My first question would be how does $Q\circ j = j$ imply image of $Q = j(X^*)$. The image of $Q$ equals to $Q(X^{***})$ but I couldn't find such a equality which links $X^*$ and $X^{***}$ together.

My second question would be how could I prove that image of $Q = X^*$ if the image of $Q = j(X^*)$.

Any hints or help would be greatly appreciated. Thank you.

Answer 1

For your first question, $Q\circ j=j$ seems useless. Just say$$Q(X^{***})=j\circ i^*(X^{***})=j(X^*),$$the last equality being due to the fact that $i^*$ is onto since $i^*\circ j=Id_{X^*}$ (or: since $i$ is 1-to-1).

For your second question, the author just makes his original sentence more correct when he replaces his (invalid) ${\rm im}(Q)=X^*$ by his (correct) ${\rm im}(Q)=j(X^*)$. His first rough formulation was motivated by the fact that $j$ is an embedding.

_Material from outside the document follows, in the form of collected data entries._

PR #1142, opened 2018-04-03
Add labels over community icons in the footer.

geeknoid:

Hover your mouse over the footer community icons to see the labels.


Gemfile.lock
```diff
@@ -28,38 +28,42 @@ GEM
...
+    ffi (1.9.23)
     forwardable-extended (2.6.0)
     gemoji (3.0.0)
-    github-pages (172)
+    github-pages (180)
       activesupport (= 4.2.9)
-      github-pages-health-check (= 1.3.5)
-      jekyll (= 3.6.2)
+      github-pages-health-check (= 1.4.0)
+      jekyll (= 3.7.3)
```
ldemailly: @geeknoid do we require those changes ? if can you update https://github.com/istio/istio.github.io#working-with-the-site

ldemailly: for me bundle install now hangs at
Installing commonmarker 0.17.9 with native extensions

ldemailly: it was hanging because I had a go binary called "echo" in my path (!)

PR #1138, opened 2018-04-02
Simplify the demo of plugin ca cert.

wattli:

PR #1145, opened 2018-04-03
Fix bug caused by #1138

wattli:


geeknoid:
Consider cherry-picking to the release-0.7 branch.

PR #1146, opened 2018-04-04
Switch back to normal html-proofer

### LINKED ISSUE #849: html-proofer 3.8.0 contains the patch we needed about trailing / - upgrade from custom
https://github.com/istio/istio.github.io/blob/master/Gemfile#L6

@ldemailly ^^

I have an upcoming PR to fix broken links and i've updated to latest html proofer 3.7.0. That should be sufficient, right?

ldemailly:
As my pr was merged

Fixes #849


ldemailly:
do we really need the bot in this repo ? and if we do, can it work/do something ?
(it didn't merge the PR)

geeknoid:
​I think the bot is still being setup, so it's not fully functional.
​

And here is my answer to Surb's new question (in the comments below, about $i^*\circ j=Id_{X^*}$):

• The embedding $i:X\to X^{**}$ (where $X^*$ denotes the topological dual space of $X$, with the strong topology) is defined by $(i(x))(\varphi)=\varphi(x)$.
• Its transpose $i^*:X^{***}\to X^*$ is defined by $i^*(\psi)=\psi\circ i$.
• The embedding $j:X^*\to X^{***}$ is defined the same way as $i$: $(j(\varphi))(\rho)=\rho(\varphi)$. Now,$$[(i^*\circ j)(\varphi)](x)=[(j(\varphi))\circ i](x)=(i(x))(\varphi)=\varphi(x)$$(for all $x\in X$ and $\varphi\in X^*$), hence $i^*\circ j=Id_{X^*}$.